Finding all unordered pairs $a,b$, knowing $\gcd(a,b)=12$ and $\operatorname{lcm}(a,b)=360$

Question

If we know that $\gcd(a,b)=12$ and $\operatorname{lcm}(a,b)=360$, how can we find all unordered pairs $a,b$?

The answer in the back of the book I got this from gives $(12,360), (24,180), (36,120), (60,72)$ as the solutions.

Answer 1

When solving such questions, it is best to think in terms of prime factorizations instead of integers. So we start by prime-factorizing $360$ and $12$: \begin{align*} 360 &= 2^3 \cdot 3^2 \cdot 5^1 \\ 12 &= 2^2 \cdot 3^1 \end{align*} $a$ and $b$ must divide $360$, since $360$ is the LCM, so they cannot have any prime factors other than $2, 3, 5$. So \begin{align*} a &= 2^x 3^y 5^z \\ b &= 2^{x'} 3^{y'} 5^{z'} \end{align*} Now from LCM and GCD being $360$ and $12$, we get \begin{align*} \text{max}(x,x') = 3, \text{min}(x,x') = 2 \implies \{x,x'\} = \{2,3\} \\ \text{max}(y,y') = 2, \text{min}(x,x') = 1 \implies \{y,y'\} = \{1,2\} \\ \text{max}(z,z') = 1, \text{min}(z,z') = 0 \implies \{z,z'\} = \{0,1\} \\ \end{align*} So to write out all possibilities, we just have to assign $2$ and $3$ to $x$ and $x'$, $1$ and $2$ to $y$ and $y'$, and $0$ and $1$ to $z$ and $z'$. Since we only want unordered possibilities, we can start out taking $z = 0$, $z' = 1$. So all unordered possibilities for $(a,b)$ are, as you wrote: \begin{align*} (2^2 3^1, 2^3 3^2 5^1) &= (12, 360) \\ (2^3 3^1, 2^2 3^2 5^1) &= (24, 180) \\ (2^2 3^2, 2^3 3^1 5^1) &= (36, 120) \\ (2^3 3^2, 2^2 3^1 5^1) &= (72, 60). \\ \end{align*}

Answer 2

Use the fact that the product of two numbers $a$ and $b$ is the same as the product of gcd$(a,b)$ and lcm$(a,b)$. So looking at alternative factorizations should lead to the answer.

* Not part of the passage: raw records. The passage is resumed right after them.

PR #3422, opened 2023-04-14
nrf52: support new access port protection mechanism on new nRF52 chips

bradjc:
### Pull Request Overview

It seems like recently nordic got bad press for having a vulnerability in how they disable jtag access, so newer versions of the nrf52840 change how they restrict jtag access, which essentially restricts jtag by default. This PR adds support to disable the protection so we can use and reprogram newer nRFs without re-flashing every time.

This requires setting both a "HW" register (aka in flash), and a "SW" register (aka in RAM) to 0x5a. The HW register can just be done once. The SW register needs to be done on every boot. Note, this is only for the new versions. So this code checks the variant and only includes it on the new variant.

### Testing Strategy

Running tock on a new nrf52840dk board.

### TODO or Help Wanted

~~Still need to set the UICR, or for now running `nrfjprog --recover` works.~~

### Documentation Updated

### Formatting

- [x] Ran `make prepush`.

### DIFF
--- a/chips/nrf52/src/approtect.rs
+++ b/chips/nrf52/src/approtect.rs
@@ -4,7 +4,7 @@
 
 //! Access port protection
 //!
-//! https://infocenter.nordicsemi.com/index.jsp?topic=%2Fps_nrf52840%2Fdif.html&cp=5_0_0_3_7_1&anchor=register.DISABLE
+//! <https://infocenter.nordicsemi.com/index.jsp?topic=%2Fps_nrf52840%2Fdif.html&cp=5_0_0_3_7_1&anchor=register.DISABLE>
 //!
 //! The logic around APPROTECT was changed in newer revisions of the nRF52
 //! series chips (Oct 2021) and later which requires more careful disabling of
@@ -67,8 +67,8 @@ impl Approtect {
     /// disabled both in the UICR register (hardware) and in this register
     /// (software). For older variants this is just a no-op.
     ///
-    /// - https://devzone.nordicsemi.com/f/nordic-q-a/96590/how-to-disable-approtect-permanently-dfu-is-needed
-    /// - https://devzone.nordicsemi.com/nordic/nordic-blog/b/blog/posts/working-with-the-nrf52-series-improved-approtect
+    /// - <https://devzone.nordicsemi.com/f/nordic-q-a/96590/how-to-disable-approtect-permanently-dfu-is-needed>
+    /// - <https://devzone.nordicsemi.com/nordic/nordic-blog/b/blog/posts/working-with-the-nrf52-series-improved-approtect>
     pub fn sw_disable_approtect(&self) {
         let factory_config = ficr::Ficr::new();
         match factory_config.variant() {
--- a/chips/nrf52/src/approtect.rs
+++ b/chips/nrf52/src/approtect.rs
@@ -79,7 +79,27 @@ impl Approtect {
                 // updated to recognize it.
                 self.registers.disable.write(Disable::DISABLE::SWDISABLE);
             }
-            _ => {
+
+            // Exhaustively list variants here to produce compiler error on
+            // adding a new variant, which would otherwise not match the above
+            // condition.
+            ficr::Variant::AAA0
+            | ficr::Variant::AAAA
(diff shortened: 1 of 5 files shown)


twilfredo (approved):

chips/nrf52/src/uicr.rs
```diff
@@ -188,4 +191,28 @@ impl Uicr {
     pub fn set_ap_protect(&self) {
         self.registers.approtect.write(ApProtect::PALL::ENABLED);
     }
+
+    /// Disable the access port protection in the UICR register. This is stored
+    /// in flash and is persistent. This behavior can also be accomplished
+    /// outside of tock by running `nrfjprog --recover`.
+    ///
+    /// The `hardware_only` flag indicates whether
+    pub fn disable_ap_protect(&self) {
```
brghena, line 200: It doesn't look like you ever call this. Did you mean to?

bradjc: Added.

bradjc:
I added functionality to now set the approtect field in the UICR in the startup component.

I also refactored how we check for which variant in uicr.rs when disabling the approtect function.

I tested this PR on a new board and an old board (nrf52840dk) and both work.

brghena (approved):

twilfredo (approved):

bradjc:
What's wrong with netlify? Something in this PR?

twilfredo:
> What's wrong with netlify? Something in this PR?

Yea the error is `this URL is not a hyperlink`, I think it wants the urls to be wrapped in `<>`

chips/nrf52/src/approtect.rs
```diff
@@ -0,0 +1,87 @@
+// Licensed under the Apache License, Version 2.0 or the MIT License.
+// SPDX-License-Identifier: Apache-2.0 OR MIT
+// Copyright Tock Contributors 2023.
+
+//! Access port protection
+//!
+//! https://infocenter.nordicsemi.com/index.jsp?topic=%2Fps_nrf52840%2Fdif.html&cp=5_0_0_3_7_1&anchor=register.DISABLE
```
twilfredo, line 7: here `<url>`

chips/nrf52/src/approtect.rs
```diff
@@ -0,0 +1,87 @@
...
+    }
+
+    /// Software disable the Access Port Protection mechanism.
+    ///
+    /// On newer variants of the nRF52, to enable JTAG, APPROTECT must be
+    /// disabled both in the UICR register (hardware) and in this register
+    /// (software). For older variants this is just a no-op.
+    ///
+    /// - https://devzone.nordicsemi.com/f/nordic-q-a/96590/how-to-disable-approtect-permanently-dfu-is-needed
+    /// - https://devzone.nordicsemi.com/nordic/nordic-blog/b/blog/posts/working-with-the-nrf52-series-improved-approtect
```
twilfredo, line 71: these two here `<url>`

bradjc:
What? This tool can tell these are URLs so it can give us errors informing us it needs us to tell it these are URLs? What problem is this solving, rustdoc?

twilfredo:
> What? This tool can tell these are URLs so it can give us errors informing us it needs us to tell it these are URLs? What problem is this solving, rustdoc?

I think this is just a lint being treated as an error, see [bare_urls](https://doc.rust-lang.org/rustdoc/lints.html)

twilfredo (approved):

brghena (approved):

ppannuto (dismissed):

lschuermann (approved):
Thanks, this is great! I'm yet to test it as I didn't have access to my (old) nRF52840DK.

I added a minor change which exhaustively lists all the chip variants for which the `SwDisable` switch is not required. This is to prevent the scenario where a new revision would be supported at first (because it matches on the `Unspecified` variant), and someone adds a definition for it to the `ficr` module, which would then implicitly break it in a non-obvious way due to the default match. Having the exhaustive list ensures that the compiler yells at us when this `match` diverges from the `ficr::Variant` enum definition.

bradjc:
Ready?

brghena (approved):

PR #3426, opened 2023-04-21
chips: apollo3: Set a second timer for alarms

alistair23:
### Pull Request Overview

From the Apollo3 errata list there is an entry:

"ERR026: STIMER: Glitch on XTAL clock input may cause missed compare"

that describes some alarms not triggering interrupts due to jitter in the clock.

The workaround is to set a second alarm 1 tick later, to ensure that at least one of them will trigger.

This patch adds that second alarm as I was seeing timer interrupts be missed on some boards. This fixes the issue

### Testing Strategy

Running timers on an Apollo3 board

### Documentation Updated

### Formatting

- [X] Ran `make prepush`.

### DIFF
--- a/chips/apollo3/src/stimer.rs
+++ b/chips/apollo3/src/stimer.rs
@@ -4,15 +4,14 @@
 
 //! STimer driver for the Apollo3
 
-use kernel::utilities::cells::OptionalCell;
-use kernel::ErrorCode;
-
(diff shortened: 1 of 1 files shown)


twilfredo (approved):

alistair23:
This is ready to go :)

hudson-ayers (approved):

PR #3440, opened 2023-05-19
capsules: change ctap to usb hid

bradjc:
### Pull Request Overview

I'm looking for comments on this PR.

I have a USB HID keyboard device working, and if we want to expose that functionality to userspace then we need a driver capsule. Since I based my implementation on the ctap code, that seemed like a logical place to start. The current ctap capsule is a pretty straightforward pass through for buffers between userspace and the USB stack.

This PR renames that ctap capsule to be generic USB HID. It also adds command 0 as a check command per convention.

@alistair23 thoughts?

I imagine the idea was since CTAP can support multiple transport layers the ctap capsule could expand to support multiple layers, isolating applications from that complexity. However, much like with the lora PR, perhaps it's better to have one capsule per transport, and have boards use the same driver num and then choose the correct (generic) transport layer capsule.

### Testing Strategy

Building the USB HID keyboard.

### TODO or Help Wanted

Need to decide if we want this PR, or should just create a separate (essentially duplicate) USB HID or USB HID keyboard capsule).

### Documentation Updated

### Formatting

- [x] Ran `make prepush`.


alistair23:
I think this is a good idea.

As we currently only support CTAP over USB HID, this seems like the way to go.

The only downside is that if we ever add BLE or NFC support we then need userspace to figure out how to send/receive messages. For some use cases that might be the best bet anyway.

bradjc:
This is ready to go.

alistair23 (approved):

ppannuto (approved):
I think this is a good simplification for the current state of things. If/when we actually support multiple transport layers, that will be a better time to figure out the 'right' way to multiplex.

alevy (approved):

PR #3443, opened 2023-05-22
make: llvm-tools no longer preview

bradjc:
### Pull Request Overview

Without this change I was getting:

```
$ make
info: component 'llvm-tools' for target 'x86_64-apple-darwin' is up to date
```
on every build. It seems llvm-tools is now a real thing, and no longer a preview.

### Testing Strategy

running make

### TODO or Help Wanted

n/a

### Documentation Updated

### Formatting

- [x] Ran `make prepush`.

### DIFF
--- a/boards/Makefile.common
+++ b/boards/Makefile.common
@@ -23,12 +23,12 @@ RUSTC_SYSROOT := "$(shell rustc --print sysroot)"
 
 # Common defaults that specific boards can override, but likely do not need to.
 #
-# The TOOLCHAIN parameter is set to the magic value "llvm-tools-preview", which
-# will cause the Makefile to resolve the llvm toolchain installed as part of the
-# rustup component "llvm-tools-preview". In case a system toolchain shall be
-# used, this can be overridden to specify the toolchain prefix, e.g. "llvm" for
+# The TOOLCHAIN parameter is set to the magic value "llvm-tools", which will
+# cause the Makefile to resolve the llvm toolchain installed as part of the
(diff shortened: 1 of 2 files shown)


alistair23 (approved):

hudson-ayers (approved):

bradjc:
This one is easy!

shell.nix
```diff
@@ -73,7 +73,7 @@ let
     ];
     extensions = [
       "rust-src" # required to compile the core library
-      "llvm-tools-preview" # currently required to support recently added flags
+      "llvm-tools" # currently required to support recently added flags
```
lschuermann, line 76:
```suggestion
      "llvm-tools-preview" # currently required to support recently added flags
```

This breaks on Nix unfortunately. I tried to look into the root cause of this, and it seems that the Rust overlay we use extracts the extensions from the actual upstream Rust package, so it seems there's at least one point in the chain where this rename hasn't propagated.

I tested these changes with `llvm-tools-preview` and managed to compile a board / run a few makefile commands. Happy to see this merged without this particular change, and I can investigate it when I'm not on airport wifi.

lschuermann (changes requested):

shell.nix
bradjc: I reverted the change to shell.nix.

lschuermann (approved):

bradjc:
This one is a real quality of life improvement.

alistair23 (approved):

ppannuto (approved):
bors r+

PR #3445, opened 2023-05-23
Add an RSA2048 credential checker

bradjc:
### Pull Request Overview

This pull request is a rough proof of concept for doing a software-based RSA2048, SHA256, PKCS1 v1.5 signature validation for apps.

Issues:

1. It uses the RustCrypto RSA library which needs an allocator. I'm using the https://docs.rs/emballoc/latest/emballoc/ because it seems to work.
2. It adds a RSA signature HIL. I'm not sure what that should look like.
3. The kernel binary is a lot bigger and I had to move the app address on hail to 0x40000.
4. I got a ton of errors like:

    ```
       Compiling base64ct v1.6.0
       Compiling getrandom v0.2.9
    error[E0152]: duplicate lang item in crate `core` (which `alloc` depends on): `sized`.
      |
      = note: the lang item is first defined in crate `core` (which `base64ct` depends on)
      = note: first definition in `core` loaded from /Users/bradjc/git/tock/target/thumbv7em-none-eabi/release/deps/libcore-80d7c25ab46a392b.rmeta
      = note: second definition in `core` loaded from /Users/bradjc/.rustup/toolchains/nightly-2023-04-13-x86_64-apple-darwin/lib/rustlib/thumbv7em-none-eabi/lib/libcore-3cc9bf0d133d2d4c.rlib
    ```
    so I removed our custom build of `core`.

I chose RSA2048 and SHA256 only because the ARM® TrustZone® Cryptocell 310 security subsystem on the nRF52840 supports those values.

This also builds on my attempt to differentiate processes based on credential checks with the sha256 credential.

### Testing Strategy

Tockloader can add a credential to an app:

```
tockloader tbf-add-credential rsa2048 --public-key tockkey2048.public.der --private-key tockkey2048.private.der
```

Then on hail this PR checks that the signature is correct.

I used Python to to get n and e for the verifier:

```python
from Crypto.PublicKey import RSA
f=open('tockkey2048.public.der', 'rb')
key = RSA.importKey(f.read())
key.n
key.e
```

### TODO or Help Wanted

A lot.

### Documentation Updated

### Formatting

- [x] Ran `make prepush`.

### DIFF
--- a/Cargo.toml
+++ b/Cargo.toml
@@ -49,6 +49,7 @@ members = [
     "boards/weact_f401ccu6/",
     "capsules/core",
     "capsules/extra",
+    "capsules/rsa_sw",
     "chips/apollo3",
     "chips/arty_e21_chip",
     "chips/e310_g002",
--- a/boards/Makefile.common
+++ b/boards/Makefile.common
@@ -231,7 +231,6 @@ CARGO_FLAGS ?=
 #   https://github.com/tock/tock/pull/2847 for more details.
 CARGO_FLAGS_TOCK ?= \
   $(VERBOSE_FLAGS) \
-  -Z build-std=core,compiler_builtins \
   --target=$(TARGET) \
   --package $(PLATFORM) \
   --target-dir=$(TARGET_DIRECTORY) $(CARGO_FLAGS)
--- a/boards/hail/Cargo.toml
+++ b/boards/hail/Cargo.toml
@@ -17,3 +17,5 @@ sam4l = { path = "../../chips/sam4l" }
 
 capsules-core = { path = "../../capsules/core" }
 capsules-extra = { path = "../../capsules/extra" }
+rsa-sw = { path = "../../capsules/rsa_sw" }
+emballoc = "0.1.2"
--- a/boards/hail/chip_layout.ld
+++ b/boards/hail/chip_layout.ld
@@ -2,7 +2,7 @@
 /* Bootloader is at address 0x00000000 */
 MEMORY
 {
-  rom (rx)  : ORIGIN = 0x00010000, LENGTH = 0x00020000
-  prog (rx) : ORIGIN = 0x00030000, LENGTH = 0x00040000
+  rom (rx)  : ORIGIN = 0x00010000, LENGTH = 0x00030000
+  prog (rx) : ORIGIN = 0x00040000, LENGTH = 0x00030000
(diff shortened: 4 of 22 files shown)


alistair23:
Cool!

I think it's worth splitting the HIL changes out and getting them merged first. I also think we should add a RSA HIL as part of this. The idea being that there can be a software implementation of the RSA HIL, but then we can also extend it to add a hardware implementation of RSA in the future.

That way we can easily swap the RSA backend depending on the board. With this design we will need to swap the actual verifier

bradjc:
Yeah I need help with integrating this. We have RSA math hil, do we have a HIL for RSA operations (in this case `verify()`)?

alistair23:
We currently just have basic RSA math operations `(message ^ exponent) % modulus`. So that that should be supported using the modpow() function (https://github.com/RustCrypto/RSA/blob/b65f352299c8535df7271600dbd04ea6060ba1e3/src/algorithms/rsa.rs#L16).

Then we will need a verify function on top of that

bradjc:
It seems like unfortunately this is blocked on https://github.com/RustCrypto/RSA/issues/51 (and https://github.com/RustCrypto/RSA/issues/342). I don't actually think that converting the portion of the RSA crate we need to use crypto-bigint (and stack-allocated keys) would be too terribly difficult, but, then what? We probably don't want our own vendored RSA crate in libraries, and RustCrypto/RSA (I assume) won't upstream a partial switch.

Maybe we should skip RSA. Anytime I mention it the first thing that comes up is wait what about ECDSA.

bradjc:
Work on moving the rsa library to crypto-bigint is underway https://github.com/RustCrypto/RSA/pull/394

bradjc:
https://github.com/RustCrypto/RSA/pull/394 is merged! I don't think that PR is everything we need, but I believe it enables a clear path to using non-dynamic types in the RSA library.

alistair23:
> Maybe we should skip RSA. Anytime I mention it the first thing that comes up is wait what about ECDSA.

Tock has hardware accelerated ECDSA checking now, so maybe a software RSA verifier isn't worth implementing

https://github.com/tock/tock/blob/master/boards/apollo3/lora_things_plus/src/main.rs#L870

bradjc:
Closing as replaced by #4372. It seems like non-alloc RSA is still a long ways off.

PR #3452, opened 2023-05-24
kernel: process: freshen comments

bradjc:
### Pull Request Overview

Make formatting consistent, add missing comment docs, minor clarifications.

### Testing Strategy

n/a

### TODO or Help Wanted

n/a

### Documentation Updated

### Formatting

- [x] Ran `make prepush`.


kernel/src/process.rs
```diff
@@ -952,10 +983,10 @@ pub struct ProcessAddresses {
...
     /// the kernel has reserved for its own use.
     pub flash_non_protected_start: usize,
-    /// The address immediately after the end of part of the process
-    /// binary that is covered by integrity; the integrity region is
-    /// [flash_start - flash_integrity_end). Footers are stored in
-    /// the flash after flash_integrity_end.
+    /// The address immediately after the end of part of the process binary that
+    /// is covered by integrity; the integrity region is [flash_start -
+    /// flash_integrity_end). Footers are stored in the flash after
+    /// flash_integrity_end.
```
ppannuto, line 989: this looks strictly less readable

ppannuto (changes requested):
I think we either need to have a tool automatically wrapping comments to some maintained, specified width or you need to turn off automatic, whole file rewrapping in your editor.

It's really hard to figure out what actually changed with a lot of the doc updates, and churn for different, arbitrary line wrap setting doesn't feel worth it — here, it made what looks like some intentional formatting worse in a least one case.

bradjc:
> I think we either need to have a tool automatically wrapping comments to some maintained, specified width

I wouldn't argue with that!

> or you need to turn off automatic, whole file rewrapping in your editor.

I'm doing this manually. To me, the kernel crate is the most core crate to understand Tock, and it's worth having consistency in the presentation, even if that means periodic updates to the file because it is difficult to handle on each PR. I personally am willing to block PRs to the core kernel files until the comments are consistent, but I don't think that overhead is less than just doing it periodically.

> arbitrary line wrap setting

I wouldn't say it's completely arbitrary, at least not within this PR, it's 80 characters like the other comments in the file.

bradjc:
Anyone else have any thoughts? I think formatting comments is valuable. I also think that if the specific wrapping of a comment matters it should be in code block, since the formatting is not going to be preserved on the generated HTML docs anyway.

lschuermann:
> Anyone else have any thoughts? I think formatting comments is valuable.

My 2ct are: well-formatted docs are nice, but if something doesn't look too terrible we shouldn't necessarily feel the need to reformat it. So I don't think it's a big deal either way.

To give some examples: if somethings formatted to wrap at 70 chars, it seems fine to keep it that way. If inserting a missing word pushes a comment above the 80 chars limit, I don't know whether we need to re-wrap 20 other lines because of that.

I think the way we handled this previously was just fine, where people generally wouldn't re-wrap comments for minor changes, and then every once in a while or on major refactors, we'd adjust formatting.

lschuermann (approved):

hudson-ayers (approved):
I generally agree with Leon. For future PRs, I would prefer a two-commit approach where one commit includes the new text, and a separate commit just adjusts comment wrapping, to simplify reviewing

bradjc:
Easy enough to do. First commit is all of the formatting changes, second commit is text changes.

lschuermann (approved):

PR #3453, opened 2023-05-25
nrf52: adc: Add highspeed implementation.

bradjc:
### Pull Request Overview

This pull request adds an implementation of `hil::adc::AdcHighSpeed` for the nRF52.

The main issue is that the internal clock divider for the SAADC only allows dividing a 16 MHz clock by a value in the range 80 to 2047 (so 8 kHz to 200 kHz sampling). So there is a limited range of possible frequencies. This is also why it's hard to implement continuous sampling.

This also adds VDD detection to the calibrate step, since the nRF52840dk uses a 3V reference and I couldn't figure out why my ADC readings were wrong.

### Testing Strategy

Using the libtock-c adc app.

### TODO or Help Wanted

How good of a driver do we need?

### Documentation Updated

### Formatting

- [x] Ran `make prepush`.

### DIFF
--- a/boards/nordic/nrf52840dk/src/main.rs
+++ b/boards/nordic/nrf52840dk/src/main.rs
@@ -844,6 +844,7 @@ pub unsafe fn main() {
     };
 
     let _ = platform.pconsole.start();
+    base_peripherals.adc.calibrate();
 
     // test::aes_test::run_aes128_ctr(&base_peripherals.ecb);
     // test::aes_test::run_aes128_cbc(&base_peripherals.ecb);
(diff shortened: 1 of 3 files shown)


lschuermann (dismissed):

lschuermann (dismissed):

ppannuto (dismissed):
I moved the default VREF setting up a level so that some other caller of `adc::new()` could set something else if needed. @bradjc I'll leave this for you to click merge in case there was some reason you'd not done that I didn't see.

bradjc:
Rebased. Looks good to me.

ppannuto (approved):

PR #3466, opened 2023-06-02
chips: nrf52: spi: auto disable when unused

bradjc:
### Pull Request Overview

This pull request fixes the issues I was having with using nrfjprog to read the external flash on the nRF52840dk boards. The root issue is the main nrf52840 mcu was driving the MOSI pin to the flash chip low. Since the MOSI pin is the LSB pin when the flash is in Quad SPI mode, the LSB was always reading 0.

I'm guessing that when the SPIM peripheral is enabled it is actively driving the MOSI pin. This PR then only enables the SPIM peripheral when it is busy, aka when a read/write is actually happening.

The driver wasn't really using the `initialized` flag, and since I don't think we should have init() functions in our HILs (#1112) I removed that in favor of just setting the interrupt and enabling when the peripheral is used.

### Testing Strategy

I verified the nonvolatile storage test app works, as well as the `nrfjprog --memrd 0x12000000 --n 32` command.

### TODO or Help Wanted

n/a

### Documentation Updated

### Formatting

- [x] Ran `make prepush`.

### DIFF
--- a/chips/nrf52/src/spi.rs
+++ b/chips/nrf52/src/spi.rs
@@ -241,7 +241,6 @@ pub struct SPIM<'a> {
     registers: StaticRef<SpimRegisters>,
     client: OptionalCell<&'a dyn hil::spi::SpiMasterClient>,
     chip_select: OptionalCell<&'a dyn hil::gpio::Pin>,
-    initialized: Cell<bool>,
     busy: Cell<bool>,
     tx_buf: TakeCell<'static, [u8]>,
     rx_buf: TakeCell<'static, [u8]>,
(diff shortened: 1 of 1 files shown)


lschuermann (approved):

brghena:
Woah, that's really tricky. How did you debug that?

It fully explains the behavior we saw too. Your board and Hudson's were probably running Tock, while mine had some class Arduino stuff loaded on it.

bradjc:
> Woah, that's really tricky. How did you debug that?
> 
> It fully explains the behavior we saw too. Your board and Hudson's were probably running Tock, while mine had some class Arduino stuff loaded on it.

Yeah when I had a board that I could read successfully from with the same UICR settings as one that didn't work, and flashing tock seemed to break it, it occurred to me the issue is likely with something that Tock is running, and not any of the jlink/nrfjprog tools/infrastructure.

alistair23 (dismissed):

twilfredo (approved):

lschuermann (approved):

lschuermann (approved):

PR #153, opened 2022-09-30
Add YAML Editor and update .gitignore

jcrm1:
Adds a visualizer/editor for YAML 2D arrays. This is a draft because we have since changed to two 1D arrays, and I am working on changing it to support that instead. This is using modular_training as the base because that's what it's relevant for.  
Note: If we ever decide we want to start editing a bunch more parameters, it will be significantly more work to add than if all values were stored in a 2D array ([[win1, lose1],[win2, lose2]]: [[1, 2], [3, 4]]) because of how many UI elements will need to be added (text fields for each array, code to copy data from fields to table and to output)


dgerblick:
Be sure to add a readme (either as part of the exisiting `rktl_autonomy` one or in the `YAMLEditor` subfolder before making the final change. Also, is it possible to change the folder layout for this? I haven't used IntelliJ in years so I don't know how to do that, but it's going to be a pain to navigate 6 nested empty directories.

Here we are given $12$ and $360$. Divide $360$ by some factor $k$ and multiply $12$ by that same $k$. That is $a=360/k, b=12k$ for various divisors $k$ of 360.

Answer 3

The problem is equivalent to finding all pairs $(a,b)$ with $gcd(a,b)=1$ and $lcm(a,b)=30$. Indeed, given such a pair, $(12a,12b)$ satisfies your requirements and conversely if you have a pair satisfying your conditions then $(\frac{a}{12},\frac{b}{12})$ satisfies the present condition. Write $30$ as $2\times 3\times 5$. Now the tuples $(a,b)$ satisfying the condition are in bijection with the partitions of $\{2,3,5\}$ into two parts. This is because $a,b$ cannot share a common factor, and their least common multiple has all the factors of $30$. So you decide which are the prime factors of $a$, and then $b$ has to take all the rest.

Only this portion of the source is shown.